[DATA SHOWN — start]
Issue #10589, opened 2025-09-26
Improve import performance


tumbledwyer:
## Describe the improvement
Posting events takes over 1 second. This becomes a significant bottleneck, particularly for migrations.

## Pitch
Add a bulk import endpoint to process multiple records simultaneously.

## Acceptance Criteria

GIVEN I post an multiple events
WHEN I get a response
THEN the time taken should be significantly less than posting individual events

PR #10590, opened 2025-09-26
Add bulk import endpoint

tumbledwyer:
## Description

Add bulk import endpoint to speed up migration.
Create an exception for the import/export client so that it uses the regular 7 day default expiry, rather than the 10 minute expiry used by other system clients.

Issue: https://github.com/opencrvs/opencrvs-core/issues/10589

## Checklist

### DIFF
--- a/packages/events/src/service/events/import.test.ts
+++ b/packages/events/src/service/events/import.test.ts
@@ -14,93 +14,205 @@ import { ActionType, generateEventDocument, SCOPES } from '@opencrvs/commons'
 import { tennisClubMembershipEvent } from '@opencrvs/commons/fixtures'
 import { createSystemTestClient, setupTestCase } from '@events/tests/utils'
 
-test(`prevents forbidden access if missing required scope`, async () => {
-  const client = createSystemTestClient('test-system', [])
+describe('import', () => {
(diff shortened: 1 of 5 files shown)


packages/events/src/service/events/import.test.ts
```diff
@@ -14,93 +14,205 @@ import { ActionType, generateEventDocument, SCOPES } from '@opencrvs/commons'
...
+        generateEventDocument({
+          user,
+          configuration: tennisClubMembershipEvent,
+          actions: [ActionType.CREATE, ActionType.DECLARE]
+        })
+      ])
+    ).resolves.not.toThrow()
+  })
+
+  test('successfully imports multiple events in bulk', async () => {
```
makelicious: Could we have a test case where one document is malformed

makelicious (approved):
Looks good. Consider if there is a benefit to bulk upsert actions.

packages/events/src/service/events/import.test.ts
tumbledwyer: You made me rethink think the code. Instead of returning which have failed and succeeded, I think it's better to fail the entire batch and halt the migration. Then we can fix the migration and re-run. So the logic will be the same as the regular endpoint.

PR #10623, opened 2025-10-02
simplify pending actions logic

naftis:
## Description

Fixes an issue with the 202 flow, as the transaction id coming back from MOSIP is not necessarily the same transaction id that the action is requested with (the interoperability API currently uses `mosip-interop-6acbab53-84cf-4f0c-a55a-71b74e6ac5cc`)

## Checklist


makelicious (commented):
Could you write a test case. We have agreed to include one for all fixes.

PR #10844, opened 2025-10-22
fix: amend search user by email 

Nil20:
## Description

## Checklist


packages/user-mgnt/src/model/user.ts
```diff
@@ -294,7 +294,12 @@ const userSchema = new Schema({
   username: { type: String, required: true },
   identifiers: [IdentifierSchema],
   email: { type: String },
-  emailForNotification: { type: String, unique: true, sparse: true },
+  emailForNotification: {
+    type: String,
+    unique: true,
+    sparse: true,
+    lowercase: true
+  },
```
Nil20, line 302: When a new `User` document is created with uppercase or mixed-case values for these fields, Mongoose will automatically convert them to lowercase before saving them to the database.

Nil20: Updating just the `emailForNotification` property in the schema, shouldn't have any impact on the search queries. But it does. Although, no documentation suggests the `lowercase` to affect the search queries, it does somehow. I did a little digging for why this could behave this way. 🤔

Nil20: https://mongoosejs.com/docs/tutorials/query_casting.html

Apparently, it casts before querying. We can leave the manual casting just for safety

PR #10872, opened 2025-10-24
chore: direct user back in stack if event is not found

makelicious:
## Description
When navigating back on browser level, user is redirected to overview page when previous page was under `<DeclarationAction>`. DeclarationAction does not render `NavigationStack` when event is missing.

This works in most cases. When action is "started" from workqueue, user should end up there, after pressing the back button.

Changes:
- When event is missing, check whether react-router has items in history and direct there.
- Keep the overview as fallback

back-button

## Checklist


makelicious:
https://github.com/opencrvs/e2e/actions/runs/18782104692

passed here, information not passed to pr

PR #10893, opened 2025-10-28
fix: save locations separately from query client

makelicious:
## Description
Large location count made the slowness unbearable through whole application, especially during page changes.
Two things that caused slowness.

1. hydration and serialization of location (and other) data.
2. Recurring calculation of leaf ids for context. Once context was extended to tens of different places, the issue became apparent.

Changes:
- Exclude locations from query hydration flow
- On first load, save locations to separate indexed db store.
- Same leaf ids and references in-memory to avoid costly calculation
- stabilise references.

Testing with 100 000's locations:

With changes:
slowness-locations

Without changes:
slowness-locations-without-changes

## Checklist

### DIFF
--- a/packages/client/src/v2-events/features/events/registered-fields/AlphaPrintButton.tsx
+++ b/packages/client/src/v2-events/features/events/registered-fields/AlphaPrintButton.tsx
@@ -117,8 +117,6 @@ export const AlphaPrintButton = {
       language
     })
 
-    const alreadyPrinted = Boolean(value)
-
     const handlePrint = async () => {
       if (!certificateConfig || !language || !preparePdfCertificate) {
         return
@@ -141,7 +139,7 @@ export const AlphaPrintButton = {
 
     return (
       <Button
-        disabled={disabled || !certificateConfig || alreadyPrinted}
+        disabled={disabled || !certificateConfig}
         id={id}
         size="medium"
         type="secondary"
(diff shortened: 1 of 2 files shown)


packages/client/src/v2-events/hooks/useLocations.ts
```diff
@@ -10,18 +10,27 @@
...
       throw new Error('queryFn is not a function')
     }
-    return queryOptions.queryFn(...params)
+
+    const result = await queryOptions.queryFn(...params)
+
+    const locationsStore = createLocationsStore()
+
+    requestIdleCallback(() => {
+      void locationsStore.setItem('all', result)
```
makelicious: Check whether this gets written over by any request (e.g. param change).

packages/client/src/v2-events/hooks/useLocations.ts
```diff
@@ -10,18 +10,27 @@
...
   queryFn: async (...params) => {
     const queryOptions = trpcOptionsProxy.locations.list.queryOptions()
     if (typeof queryOptions.queryFn !== 'function') {
       throw new Error('queryFn is not a function')
     }
-    return queryOptions.queryFn(...params)
+
+    const result = await queryOptions.queryFn(...params)
+
+    const locationsStore = createLocationsStore()
```
makelicious: This should be called once? Should I use singleton pattern or similar

rikukissa (approved):

PR #10930, opened 2025-10-31
fix: amend reindexing issue

Nil20:
## Description

This PR addresses two major issues in the event reindexing process:

- Improper ordering of event actions
The reindexing logic wasn’t correctly sorting or prioritizing event actions, which caused inconsistent event states to be processed. This fix ensures event actions are properly ordered before processing, allowing accurate state determination. (actions are sorted as well in the eventState so that actions are always sorted before converting to `EventState`)

- Draft events being reindexed
Draft (CREATED) events were mistakenly included in the reindex batch. These are now explicitly filtered out, preventing unnecessary indexing of incomplete records.

## Checklist

### DIFF
--- a/packages/client/src/v2-events/features/files/cache.test.ts
+++ b/packages/client/src/v2-events/features/files/cache.test.ts
@@ -1,0 +1,40 @@
+/*
+ * This Source Code Form is subject to the terms of the Mozilla Public
+ * License, v. 2.0. If a copy of the MPL was not distributed with this
+ * file, You can obtain one at https://mozilla.org/MPL/2.0/.
+ *
+ * OpenCRVS is also distributed under the terms of the Civil Registration
+ * & Healthcare Disclaimer located at http://opencrvs.org/license.
+ *
+ * Copyright (C) The OpenCRVS Authors located at https://github.com/opencrvs/opencrvs-core/blob/master/AUTHORS.
+ */
+import {
+  ActionType,
+  generateActionDocument,
+  tennisClubMembershipEvent
+} from '@opencrvs/commons/client'
+import { getFilepathsFromActionDocument } from './cache'
+
+describe('getFilepathsFromActionDocument', () => {
+  test('extracts document and signature filepaths', () => {
+    const filepaths = getFilepathsFromActionDocument([
+      generateActionDocument({
+        configuration: tennisClubMembershipEvent,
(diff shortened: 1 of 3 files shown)


packages/events/src/storage/postgres/events/events.ts
```diff
@@ -70,22 +73,28 @@ export async function getEventByIdInTrx(id: UUID, trx: Kysely<Schema>) {
...
-    (actionsByEventId, action) => ({
-      ...actionsByEventId,
-      [action.eventId]: (actionsByEventId[action.eventId] || []).concat(action)
-    }),
-    {}
-  )
+  let eventDocs: EventDocument[] = []
+  try {
+    // eslint-disable-next-line @typescript-eslint/no-use-before-define
+    eventDocs = await getEventsByIdsInTrx(db, ids)
```
makelicious, line 121: we can move the implementation up

packages/events/src/storage/postgres/events/events.ts
```diff
@@ -70,22 +73,28 @@ export async function getEventByIdInTrx(id: UUID, trx: Kysely<Schema>) {
...
-    .execute()
 
-  const byEventId = actions.reduce<Record<string, EventActions[] | undefined>>(
-    (actionsByEventId, action) => ({
-      ...actionsByEventId,
-      [action.eventId]: (actionsByEventId[action.eventId] || []).concat(action)
-    }),
-    {}
-  )
+  let eventDocs: EventDocument[] = []
```
makelicious, line 119: could you add a test case where event in registered state gets the same state in event index, too. Just so it won't happen again

packages/events/src/storage/postgres/events/events.ts
```diff
@@ -70,22 +73,28 @@ export async function getEventByIdInTrx(id: UUID, trx: Kysely<Schema>) {
...
+      message: 'Failed to fetch event documents',
+      eventIds: ids,
+      error: (err as Error).message,
+      stack: (err as Error).stack
+    })
+    return
+  }
+
+  for (const event of eventDocs) {
+    // filter out drafts
```
makelicious: Strictly speaking, its not "drafts"  but rather events without declaration actions. You can have a draft out of any action

rikukissa (approved):

PR #10931, opened 2025-10-31
fix: extract signature full document paths

Zangetsu101:
## Description

The file path was being extracted from the full signature document path which caused the signature URLs to fail in matching against the cached version stored in the browser.

## Checklist

### DIFF
--- a/packages/client/src/v2-events/features/files/cache.test.ts
+++ b/packages/client/src/v2-events/features/files/cache.test.ts
@@ -1,0 +1,40 @@
+/*
+ * This Source Code Form is subject to the terms of the Mozilla Public
+ * License, v. 2.0. If a copy of the MPL was not distributed with this
+ * file, You can obtain one at https://mozilla.org/MPL/2.0/.
+ *
+ * OpenCRVS is also distributed under the terms of the Civil Registration
+ * & Healthcare Disclaimer located at http://opencrvs.org/license.
+ *
+ * Copyright (C) The OpenCRVS Authors located at https://github.com/opencrvs/opencrvs-core/blob/master/AUTHORS.
+ */
+import {
+  ActionType,
+  generateActionDocument,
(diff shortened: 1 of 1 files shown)


packages/client/src/v2-events/features/files/cache.ts
```diff
@@ -22,27 +22,9 @@ import {
...
-    // Since the key is defined in the window (external to us), we want to ensure we do not crash because of manual changes to the config.
-  } catch (error) {
-    // eslint-disable-next-line no-console
-    console.error('Error extracting filepath from storage key:', error)
-
-    return undefined
-  }
+function isValidFilepath(filepath: string): filepath is FullDocumentPath {
+  const regex = new RegExp(`^/${window.config.MINIO_BUCKET}/(.*)`)
+  return regex.test(filepath)
```
makelicious: Could you keep the try catch? I have had applications breaking down in production by having bad regex.

packages/client/src/v2-events/features/files/cache.ts
```diff
@@ -53,13 +35,9 @@ export function getFilepathsFromActionDocument(
...
     const annotationValues = Object.values(action.annotation ?? {})
 
-    // Signatures follow v1 pattern where storage key includes the bucket name. e.g. /ocrvs/signature.png
-    // We need to extract the filename from the storage key.
-    const metadataSignatureFilepaths = Object.values(metadata)
-      .map((val) =>
-        typeof val === 'string' ? extractFilepathFromStorageKey(val) : undefined
-      )
-      .filter((val): val is FullDocumentPath => typeof val === 'string')
+    const metadataSignatureFilepaths = Object.values(metadata).filter(
```
makelicious, line 44: Could you write a test case for the function? Nothing fancy, just to make sure we don't have regression, since this was marked critical and postponed going to prod.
[DATA SHOWN — finish]
> _WHAT THE TASK ASKS_
Your task is to copy each line from the material above that includes the word "tennisClubMembershipEvent".

> _YOUR SOLUTION_
 import { tennisClubMembershipEvent } from '@opencrvs/commons/fixtures'
+          configuration: tennisClubMembershipEvent,
+  tennisClubMembershipEvent
+        configuration: tennisClubMembershipEvent,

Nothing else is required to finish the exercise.